Supplied data:
PR #2434, opened 2026-04-28
feat: flag to use new `basev0` discovery network

meyer9:
This will allow nodes to find Base peers faster.

### DIFF
--- a/crates/execution/cli/src/commands/p2p/bootnode.rs
+++ b/crates/execution/cli/src/commands/p2p/bootnode.rs
@@ -2,10 +2,11 @@
 
 use std::{net::SocketAddr, path::PathBuf};
 
+use base_node_core::BASE_V0_PROTOCOL_VERSION;
 use clap::Parser;
 use reth_cli_util::{get_secret_key, load_secret_key::rng_secret_key};
 use reth_discv4::{DiscoveryUpdate, Discv4, Discv4Config};
-use reth_discv5::{Config, Discv5, NetworkStackId, discv5::Event};
+use reth_discv5::{Config, Discv5, discv5::Event};
 use reth_net_nat::{NatResolver, external_addr_with};
 use reth_network_peers::NodeRecord;
 use secp256k1::SecretKey;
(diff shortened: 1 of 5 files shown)


crates/execution/node/src/node.rs
```diff
@@ -1044,24 +1045,30 @@ where
...
+    /// Enable the Base discv5 protocol identity
+    pub base_protocol: bool,
 }
 
-impl Clone for BaseNetworkBuilder {
-    fn clone(&self) -> Self {
-        Self::new(self.disable_txpool_gossip, self.disable_discovery_v4)
+impl Default for BaseNetworkBuilder {
+    fn default() -> Self {
+        Self { disable_txpool_gossip: false, disable_discovery_v4: false, base_protocol: true }
```
danyalprout: We should default `disable_txpool_gossip` to `true`

crates/execution/cli/src/commands/p2p/bootnode.rs
```diff
@@ -37,6 +37,10 @@ pub struct Command {
     /// Run a discv5 topic discovery bootnode in addition to discv4.
     #[arg(long)]
     pub v5: bool,
+
+    /// Enable the Base discv5 protocol identity.
+    #[arg(long = "v5.base-protocol", default_value_t = true, action = clap::ArgAction::Set)]
+    pub base_protocol: bool,
```
danyalprout: Should this default to true? Would this break peering by default?

meyer9: Going forward, it should be true, but if we want to default to false until we have bootnodes setup, I think that's reasonable. I'll just open another PR to default to true once we test it fully.

crates/execution/node/src/node.rs
meyer9: What's the reasoning for changing this? Before, I believe it defaulted to false (default bool)

Mjofialda: nice

refcell (approved):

Exercise description:
Begin with the line that contains "meyer9: Going forward, it". Repeat it and every line after it through the end of the listing, exactly, and print nothing more.

Answer for this exercise:
meyer9: Going forward, it should be true, but if we want to default to false until we have bootnodes setup, I think that's reasonable. I'll just open another PR to default to true once we test it fully.

crates/execution/node/src/node.rs
meyer9: What's the reasoning for changing this? Before, I believe it defaulted to false (default bool)

Mjofialda: nice

refcell (approved):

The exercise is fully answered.